Data provided Start Marker

PR #1262, opened 2015-03-04
Yaml mapping for references

gonzalovilaseca:
This adds yaml mapping to References extension, if it's ok I will update doc also, the yaml mapping would be like this:
```
gedmo:
    reference:   
        image:        
             reference: referenceOne
             type: document
             class: Document\Product
             inversedBy: stockItems
             identifier: productId
```
Being a relationship it might be worth validating that if it's the owning side it has ``inversedBy`` and ``              identifier`` defined? And if it's the inverse side it should have just ``mappedBy`` defined?

### DIFF
--- a/lib/Gedmo/References/Mapping/Driver/Yaml.php
+++ b/lib/Gedmo/References/Mapping/Driver/Yaml.php
@@ -1,0 +1,77 @@
+<?php
+
+namespace Gedmo\References\Mapping\Driver;
+
+use Gedmo\Mapping\Driver\File;
+use Gedmo\Mapping\Driver;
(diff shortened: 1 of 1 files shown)


l3pp4rd:
Hi, looks good, also validation would be appropriate as well.

diimpp:
Why does it uses `dcm.yml` filetype? Can't I use User.mongodb.yml?

l3pp4rd:
@diimpp the extension is only a default, for example symfony2 doctrine bundle overrides this.

diimpp:
:+1:

PR #1265, opened 2015-03-13
Use a LocaleResolver to select the default locale

sroze:
Move the default locale logic inside a `LocaleResolver` class. This allow to override the default locale choice based on entities.

A usage can be to use a different default locale based on an entity field, which will improve performances if we know that a given entity will be used mostly for a given language while some other entities will be for another language.

### DIFF
--- a/lib/Gedmo/Translatable/Entity/Repository/TranslationRepository.php
+++ b/lib/Gedmo/Translatable/Entity/Repository/TranslationRepository.php
@@ -82,8 +82,9 @@ class TranslationRepository extends EntityRepository
                 $transMeta->getReflectionProperty('field')->setValue($trans, $field);
                 $transMeta->getReflectionProperty('locale')->setValue($trans, $locale);
             }
-            if ($listener->getDefaultLocale() != $listener->getTranslatableLocale($entity, $meta) &&
-                $locale === $listener->getDefaultLocale()) {
+
+            $defaultLocale = $listener->getLocaleResolver()->getDefaultLocale($entity, $meta);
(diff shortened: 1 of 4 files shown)


sroze:
@l3pp4rd Could you have a look here ?

l3pp4rd:
I think this adds an overhead to the library. it should be a framework related service. You can have **translatable** listener as a public service and manage its default locale based on your specific use cases.

sroze:
@l3pp4rd do you mean a listener that will be called before yours for each `TranslationRepository::translate` and `TranslationListener::postLoad` ? I think that it may be broken easily if you're adding anything else related to the `defaultLocale`. 
This PR way we can add an extension point that won't be break easily and mainly reduce the complexity of developing such a feature...

l3pp4rd:
no @sroze I mean that translatable listener is hooked to entity manager event listeners. you can use the listener instance and call setDefaultLocale whenever you like. For example a symfony framework defines a [service](https://github.com/Atlantic18/DoctrineExtensions/blob/master/doc/symfony2.md#doctrine-extension-listener-services) **gedmo.listener.translatable** in this case. At any point, you can get this service from container and set locale to it. I do not mean to add yet another listener. Use the actual one

sroze:
@l3pp4rd yeah, seems better ! Btw we need to call this `setDefaultLocale` method before each case which means introducing possible bugs in the future. How much this new `LocaleResolver` is an overhead here in your opinion ?

l3pp4rd:
Well, actually you may wrap it in something like `$service->flushWithDefaultLocale('de');` which would set the locale flush and reset it back. I do not see any advantage having this abstraction it only increases complexity, extensions are already quite complex.

sroze:
So closing that PR.

PR #1270, opened 2015-03-20
Clarified grammar in tree documentation.

maxolasersquad:
There where a number of grammar issues that made reading the documentation a little bit difficult that I cleaned up here.


l3pp4rd:
great, thanks ;)

PR #1276, opened 2015-03-30
Fix translation handling when modifying documents

alcaeus:
Note: this issue is a side-effect of doctrine/mongodb-odm#999 and was found while hunting for that bug.

When handling an update for a translated object, the insertion queue of the ```UnitOfWork``` is only checked for duplicates if the object uses personal translations. This allows for duplicate key exceptions in rare cases. I think it's best to check for duplicate translation objects not only for personal translations but also for the built-in translation class.

Note 2: I've only managed to check and reproduce this issue when using the ODM, I'd appreciate it if somebody could check this against Doctrine ORM.


l3pp4rd:
thanks ;)

PR #1278, opened 2015-04-01
Added test for changing position of a record and insert a new one in front of it in one step

naitsirch:
The added should work, but it currently fails. This is why I have marked it as "incomplete".
The unit test shows that there is a bug. I couldn't find a solution, yet, but I think adding the test should be done anyway.

The problem is that during processing of the updates, the maximum position is `1`, so that the position of $item3 is set to `1`. Later, when the relocations are applied, the position of $item3 is not changed to `2` again, because it is already marked as _changed_.


l3pp4rd:
thanks, hope someday we will solve this

PR #1282, opened 2015-04-10
Error in documentation for Closure Method

JDruery:
The example doesn't work as given, unless you add the following annotation on the Entity:
 * @ORM\Entity(repositoryClass="Gedmo\Tree\Entity\Repository\ClosureTreeRepository")


l3pp4rd:
the master repository is in Atlantic

PR #1286, opened 2015-04-11
feat(events): invoke entity listener preSoftDelete and postSoftDelete wh...

hafuta:
Added feature to invoke entity listener's preSoftDelete/postSoftDelete methods when soft-deleting an entity.

### DIFF
--- a/lib/Gedmo/SoftDeleteable/SoftDeleteableListener.php
+++ b/lib/Gedmo/SoftDeleteable/SoftDeleteableListener.php
@@ -2,6 +2,8 @@
 
 namespace Gedmo\SoftDeleteable;
 
+use Doctrine\ORM\Event\LifecycleEventArgs;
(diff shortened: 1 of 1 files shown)


l3pp4rd:
hm, that looks reasonable, I think it shoots the event in the same way as $evm used dirrectly, could you add a test case?

lib/Gedmo/SoftDeleteable/SoftDeleteableListener.php
```diff
@@ -2,6 +2,8 @@
 
 namespace Gedmo\SoftDeleteable;
 
+use Doctrine\ORM\Event\LifecycleEventArgs;
+use Doctrine\ORM\Event\ListenersInvoker;
```
l3pp4rd: it will not work with ODM mongodb

l3pp4rd:
`$om->getEventManager();` does not work?

PR #1288, opened 2015-04-11
Update branch alias

cevou:
2.4.0 is released now. That's why the branch alias in the master branch should be changed to 2.4.x


stof:
thanks

Issue #1283, opened 2015-04-10
[Sluggable] Unique base is not working Yaml driver


cevou:
When using `unique_base` with the YAML driver there is an exception thrown while executing `!$this->isValidField($meta, $ubase)`. The unique base field is an association. Unfortunately, `!$meta->hasAssociation($ubase)` is never checked, because the exceptino is thrown before.
In the annotation driver, there is a different check for the field: `!$meta->hasField($slug->unique_base)`
If this is also used in the YAML driver, everything works fine. Can this be easily exchanged?

PR #1298, opened 2015-04-24
Sluggable: Use unique base with association and YAML/XML driver

cevou:
Fix for #1283


l3pp4rd:
thanks

patrickascher:
Hello, i have a simular problem with travis like you had here. 

PHP Fatal error:  Call to undefined method DoctrineTest::setDisallowChangesToGlobalState() in .../phpunit/src/Framework/TestSuite.php on line 716

do you still know what was the solution for this?

B.R
Patrick

PR #1626, opened 2016-07-08
Support for Symfony 2.6 and above

stefano-93:
Modified DoctrineExtensionListener to support both Symfony < 2.6 and Symfony >= 2.6 and to support blameable extension too.


l3pp4rd:
thanks ;)

PR #1627, opened 2016-07-09
Ensure children elements in Gedmo namespace are found

holtkamp:
Prevents warnings like "Node no longer exists" (triggered when wrong namespace is used) by making sure child elements exist before processing it. 

Related:
https://github.com/Atlantic18/DoctrineExtensions/issues/1598
https://github.com/Atlantic18/DoctrineExtensions/issues/1625


l3pp4rd:
thanks ;)

PR #1629, opened 2016-07-11
Fix typo

nacholibre:
I've spent probably an hour wondering why this example doesn't work, and finally I saw that `fields` should be `field` without the `s`.


l3pp4rd:
thanks ;)

PR #1630, opened 2016-07-13
Type-hinted parameters in TimestampableListener

Brunty:
They were in the docblock, but not in type hinted as parameters.


Brunty:
Will close this PR, just noticed the typehinting when a friend linked it and edited through web editor for speed thinking it should be a quick fix, will look at fixing properly when I get a chance.

l3pp4rd:
blemeable and iptraceable extends timestampable listener. so those should be updated too.

Brunty:
@l3pp4rd yeah, I'll look into updating all the right things when I've got the chance to get it properly pulled down and fixed locally, initially it looked like a quick fix but tests broke, never a simple thing, eh? ;)

l3pp4rd:
yes, extensions is a complex abstraction ;)

Issue #1634, opened 2016-07-18
BC break for tilde fields


kix:
After [this commit](https://github.com/Atlantic18/DoctrineExtensions/commit/ba17ee7ee7b460f7c47652712bb50e10f4353ada), having a tilde (`~`) in an entity's field configuration leads to a fatal error, as the extracted method has an `array` typehint, yet the tilde translates to `null`.

kix:
Versions after 2.4.16 seem to be affected by this.

vbartusevicius:
@kix - please give some more information, i.e. exact fiend name and the error you're getting.

kix:
@vbartusevicius, here's the YAML config:
```yml
UserBundle\Entity\OAuth:
    type: entity
    table: user_oauth
    id:
        id:
            type: integer
            generator:
                strategy: AUTO
    fields:
        provider:
            column: provider
        identifier:
            column: identifier
        accessToken:
            column: access_token
            nullable: true
        refreshToken:
            column: refresh_token
            nullable: true
    manyToOne:
        user:
            targetEntity: UserBundle\Entity\User
            joinColumn:
                nullable: false
            inversedBy: oauthAccounts
    uniqueConstraints:
        -
            columns: [user_id, provider]
        -
            columns: [provider, identifier]
```

And the error I get is:

```
  [RuntimeException]                                                                                                                                                                                                                                                                                                         
  An error occurred when executing the "'cache:clear --no-warmup'" command:                                                                                                                                                                                                                                                  
                                                                                                                                                                                                                                                                                                                             
    [Symfony\Component\Debug\Exception\ContextErrorException]                                                                                                                                                                                                                                                                
    Catchable Fatal Error: Argument 2 passed to Gedmo\Translatable\Mapping\Driver\Yaml::buildFieldConfiguration() must be of the type array, null given, called in /drone/src/github.com/vivaster/api.vivaster.com/vendor/gedmo/doctrine-extensions/lib/Gedmo/Translatable/Mapping/Driver/Yaml.php on line 51 and defined    
```

vbartusevicius:
Added PRs to `2.4.x` and `master` branches. @l3pp4rd - please add `patch` tag to propagate the changes to packagist.

kix:
@vbartusevicius, thanks for fixing this so quick :)

vbartusevicius:
Well, I left a major bug there... :)

filipe-x:
Hello There

[...]

PR #1635, opened 2016-07-18
fix for #1634

vbartusevicius:
Do not typehint `array`, but check internally. Fixes https://github.com/Atlantic18/DoctrineExtensions/issues/1634


l3pp4rd:
thanks ;)

Issue #1638, opened 2016-07-25
 Incorrect syntax for arrays in PHP 5.3 for version 2.4.x


Loscillo:
Hi,

In the commit 7c85797d06ded72d3e768e34c41ab0bf383fc699, the short syntax to create array was used in line 407 : 

`$errors = [];`

However, if [we look](https://packagist.org/packages/gedmo/doctrine-extensions#v2.4.18) at the version of PHP required to run the extension in version 2.4.x, this is the version 5.3.2. I know that PHP 5.3 has been abandoned, but it would be good to update the dependencies or maintain compatibility.

l3pp4rd:
indeed, could you submit a pull request?

PR #1639, opened 2016-07-25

Data provided End Marker

Description of the task:
Nothing but a number is expected here: how many lines above include the string "namespace".

Exercise response:
5